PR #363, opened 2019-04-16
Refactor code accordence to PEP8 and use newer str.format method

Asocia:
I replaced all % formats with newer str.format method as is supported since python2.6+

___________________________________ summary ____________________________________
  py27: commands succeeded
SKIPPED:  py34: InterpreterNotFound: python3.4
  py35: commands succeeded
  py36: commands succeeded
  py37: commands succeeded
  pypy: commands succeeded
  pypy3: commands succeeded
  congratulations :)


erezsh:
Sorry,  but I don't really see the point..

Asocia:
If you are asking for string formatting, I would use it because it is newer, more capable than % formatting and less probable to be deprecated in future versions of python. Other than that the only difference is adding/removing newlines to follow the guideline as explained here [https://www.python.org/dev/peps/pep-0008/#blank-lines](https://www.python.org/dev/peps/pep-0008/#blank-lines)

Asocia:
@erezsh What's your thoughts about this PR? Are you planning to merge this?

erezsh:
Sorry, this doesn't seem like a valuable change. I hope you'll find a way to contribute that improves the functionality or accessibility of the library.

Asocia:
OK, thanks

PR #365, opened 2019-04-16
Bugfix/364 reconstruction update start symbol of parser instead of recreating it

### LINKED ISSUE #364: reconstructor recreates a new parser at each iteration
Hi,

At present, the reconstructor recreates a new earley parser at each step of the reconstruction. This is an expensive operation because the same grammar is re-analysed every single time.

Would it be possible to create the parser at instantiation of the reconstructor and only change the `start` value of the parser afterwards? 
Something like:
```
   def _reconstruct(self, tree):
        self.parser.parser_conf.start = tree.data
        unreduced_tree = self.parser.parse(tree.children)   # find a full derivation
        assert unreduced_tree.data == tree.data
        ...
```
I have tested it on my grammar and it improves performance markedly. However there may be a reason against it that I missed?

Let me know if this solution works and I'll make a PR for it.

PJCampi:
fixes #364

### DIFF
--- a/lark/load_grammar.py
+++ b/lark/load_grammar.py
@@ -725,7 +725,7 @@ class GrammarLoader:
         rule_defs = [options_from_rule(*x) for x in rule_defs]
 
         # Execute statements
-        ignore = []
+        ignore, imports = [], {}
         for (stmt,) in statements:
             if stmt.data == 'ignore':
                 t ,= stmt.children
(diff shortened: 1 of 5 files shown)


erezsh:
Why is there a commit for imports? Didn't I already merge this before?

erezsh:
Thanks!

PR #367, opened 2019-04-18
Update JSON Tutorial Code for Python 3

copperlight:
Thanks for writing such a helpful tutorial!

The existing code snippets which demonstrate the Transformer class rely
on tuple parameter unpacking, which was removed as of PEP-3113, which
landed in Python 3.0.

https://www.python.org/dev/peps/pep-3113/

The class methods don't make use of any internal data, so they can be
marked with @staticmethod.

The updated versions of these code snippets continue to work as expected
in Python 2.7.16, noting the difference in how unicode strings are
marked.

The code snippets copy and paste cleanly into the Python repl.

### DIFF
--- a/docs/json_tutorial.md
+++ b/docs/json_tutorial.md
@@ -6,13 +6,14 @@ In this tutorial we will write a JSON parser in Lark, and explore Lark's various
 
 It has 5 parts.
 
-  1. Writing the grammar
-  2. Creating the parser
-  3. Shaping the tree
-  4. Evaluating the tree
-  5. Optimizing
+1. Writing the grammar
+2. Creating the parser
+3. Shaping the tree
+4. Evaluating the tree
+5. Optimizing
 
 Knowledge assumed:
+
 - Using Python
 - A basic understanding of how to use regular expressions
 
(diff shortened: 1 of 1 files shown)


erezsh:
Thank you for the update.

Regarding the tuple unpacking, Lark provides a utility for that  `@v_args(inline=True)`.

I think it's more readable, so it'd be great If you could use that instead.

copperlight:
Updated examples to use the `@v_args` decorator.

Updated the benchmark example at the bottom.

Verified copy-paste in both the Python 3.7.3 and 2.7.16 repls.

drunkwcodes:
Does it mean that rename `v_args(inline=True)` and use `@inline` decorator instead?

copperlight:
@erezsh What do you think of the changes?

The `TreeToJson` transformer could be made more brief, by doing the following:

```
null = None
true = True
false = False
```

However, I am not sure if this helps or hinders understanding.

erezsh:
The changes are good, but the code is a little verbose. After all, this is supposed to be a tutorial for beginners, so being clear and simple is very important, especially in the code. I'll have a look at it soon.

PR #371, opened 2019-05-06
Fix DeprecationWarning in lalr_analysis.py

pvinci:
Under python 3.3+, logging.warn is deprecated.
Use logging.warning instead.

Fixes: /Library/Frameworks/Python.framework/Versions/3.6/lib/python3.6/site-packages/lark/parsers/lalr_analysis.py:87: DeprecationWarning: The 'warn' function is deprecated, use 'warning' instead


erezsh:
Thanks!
- - - - - - -
> [Task item] From the entries above, copy every line that holds the word "children".

> [Answer section]
        unreduced_tree = self.parser.parse(tree.children)   # find a full derivation
                 t ,= stmt.children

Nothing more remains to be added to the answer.